Tuesday, March 18, 2008
"We All Breathe the Same Air"
"Our generation's greatest challenges---in environment, demography, poverty and global politics--are also our most exciting opportunity. Ours is the generation that can end extreme poverty, turn the tide against climate change and head off a massive, thoughtless and irreversible extinction of other species. Ours is the generation that can, and must, solve the unresolved conundrum of combining economic well-being with environmental sustainability. We will need science, technology and professionalism, but most of all we will need to subdue our fears and cynicism.
John F. Kennedy reminded us that peace will come by recognizing our common wealth. "If we can not end now our differences, at least we can help make the world safe for diversity. For, in the final analysis, our most basic common link is that we all inhabit this small planet. We all breathe the same air. We all cherish our children's future. And we are all mortal."
Jeffry Sachs, TIME, March 24, 2008
Friday, March 14, 2008
Worlds Apart
“I know the color of that blood; it is arterial blood. I cannot be deceived in that color. That drop of blood is my death warrant. I must die.”
The British poet, John Keats, trained as a physician, gave himself this accurate prognosis in 1820 after an episode of hemoptysis (coughing blood). He realized he had contracted tuberculosis. He died soon afterward at the age of 25.
The New England Journal of Medicine, March 13, 2008, has two lead articles regarding tuberculosis. The articles are about tuberculosis in Africa and India. Below are key comments and figures from these articles mixed in with statistics regarding Haiti’s current epidemic of tuberculosis.
Tuberculosis is a terrible disease. Who ever called it “consumption” was right. People get trapped in their tiny little bodies and are unable to provide for themselves or their families. They are indeed consumed by their illness.
Tuberculosis is also highly contagious and can be spread just by talking with someone with active tuberculosis. Children are very susceptible to this disease.
Tuberculosis ruins people, families, and society.
The bottom line that needs to be stated early is that tuberculosis is preventable, treatable, and a disease of poverty. And their have been curative medications available for over 50 years.

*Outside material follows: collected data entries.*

PR #11715, opened 2023-03-14
Fix: Fixed checkbox visibility for multiselect

cinqmilleans:
**Resolved / Related Issues**
In detail view, the selection checkbox disappears when manuelly unchecked. This pr leaves it visible but unchecked.

In grid view, there is a slight blinking of the element when unchecking the selection checkbox (which disappears briefly then comes back). This pr leaves it visible to avoid this visual issue.

**Validation**
- [x] Built and ran the app

### DIFF
--- a/src/Files.App/Views/LayoutModes/DetailsLayoutBrowser.xaml.cs
+++ b/src/Files.App/Views/LayoutModes/DetailsLayoutBrowser.xaml.cs
@@ -741,7 +741,15 @@ namespace Files.App.Views.LayoutModes
 		private void ItemSelected_Unchecked(object sender, RoutedEventArgs e)
 		{
 			if (sender is CheckBox checkBox && checkBox.DataContext is ListedItem item && FileList.SelectedItems.Contains(item))
+			{
+				FileList.SelectionChanged -= FileList_SelectionChanged;
+
 				FileList.SelectedItems.Remove(item);
+				if (SelectedItems is not null && SelectedItems.Contains(item))
+					SelectedItems.Remove(item);
+
+				FileList.SelectionChanged += FileList_SelectionChanged;
+			}
 		}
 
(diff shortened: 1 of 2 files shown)


src/Files.App/Views/LayoutModes/DetailsLayoutBrowser.xaml.cs
```diff
@@ -741,7 +741,15 @@ private void ItemSelected_Checked(object sender, RoutedEventArgs e)
...
 			if (sender is CheckBox checkBox && checkBox.DataContext is ListedItem item && FileList.SelectedItems.Contains(item))
+			{
+				FileList.SelectionChanged -= FileList_SelectionChanged;
+
 				FileList.SelectedItems.Remove(item);
+				if (SelectedItems is not null && SelectedItems.Contains(item))
+					SelectedItems.Remove(item);
+
+				FileList.SelectionChanged += FileList_SelectionChanged;
+			}
```
chingucoding, line 752: Instead of trying to try ignore the selection event when unchecking a checkbox, I think the proper solution would be to introduce a new VSM VisualState Group for the selection states and switch between the "Selected" and "Unselected" while also maintaining a "Hover" and "Normal" state.

chingucoding (changes requested):

src/Files.App/Views/LayoutModes/DetailsLayoutBrowser.xaml.cs
cinqmilleans: Good idea.

cinqmilleans: @chingucoding I don't know much about VSMs. Can you create a new pr to fix this bug?

chingucoding: Sure if you prefer that I can create a new PR to fix that.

So here is the depressing news regarding tuberculosis:
1. Africa is facing the worst tuberculosis epidemic since the advent of the antibiotic era. Africa, home to 11% of the world’s population, carries 29% of the global burden of tuberculosis cases and 34% of related deaths. More than half a million people die each year from tuberculosis in Africa.
2. During the 1990’s tuberculosis killed more people worldwide than in any other decade in history. Tuberculosis medications have been available since the 1950’s.
3. The average incidence (all new cases per 100,000 population) of tuberculosis in African counties more than doubled between 1990 and 2005, from 149 to 343. This is in contrast to the stable or declining rates in most other regions of the world.
4. The estimated incidence of tuberculosis in Haiti in 2004 was 306. And I don’t really believe this number. My guess is that tuberculosis is vastly underreported in Haiti.
5. The estimated incidence of tuberculosis in India in 2008 is 200/100,000 population. The rate of confirmed infection in India is startling. Researchers at a medical school in northern India found an incidence of about 17 new cases of active tuberculosis per 1000 medical residents per year (as compared with about 2 cases per 1000 in the general population and 0.05 in the general U.S. population.) Thus, one take home message from these horrible statistics regarding young Indian physicians is the compelling evidence of nosocomial transmission…tuberculosis is very contagious.
6. The estimated incidence of tuberculosis in the United States in 2006 was 3.4 cases. This was the lowest TB incidence ever recorded in the United States. The TB rate among foreign born persons in the United States was 9.5 times that of U.S.-born persons. The TB rates among blacks were 8.4 times higher than rates among whites.
7. Yes, you read these numbers correctly. How can one compare “rates of tuberculosis” of 300 in Haiti to 3 in the United States? Haiti is 90 minutes by air from Miami.
8. The growth of the tuberculosis epidemic in Africa and Haiti is attributable to several factors, the most important being the HIV epidemic. Autopsy studies have shown that 30-40% of HIV-infected adults die from tuberculosis.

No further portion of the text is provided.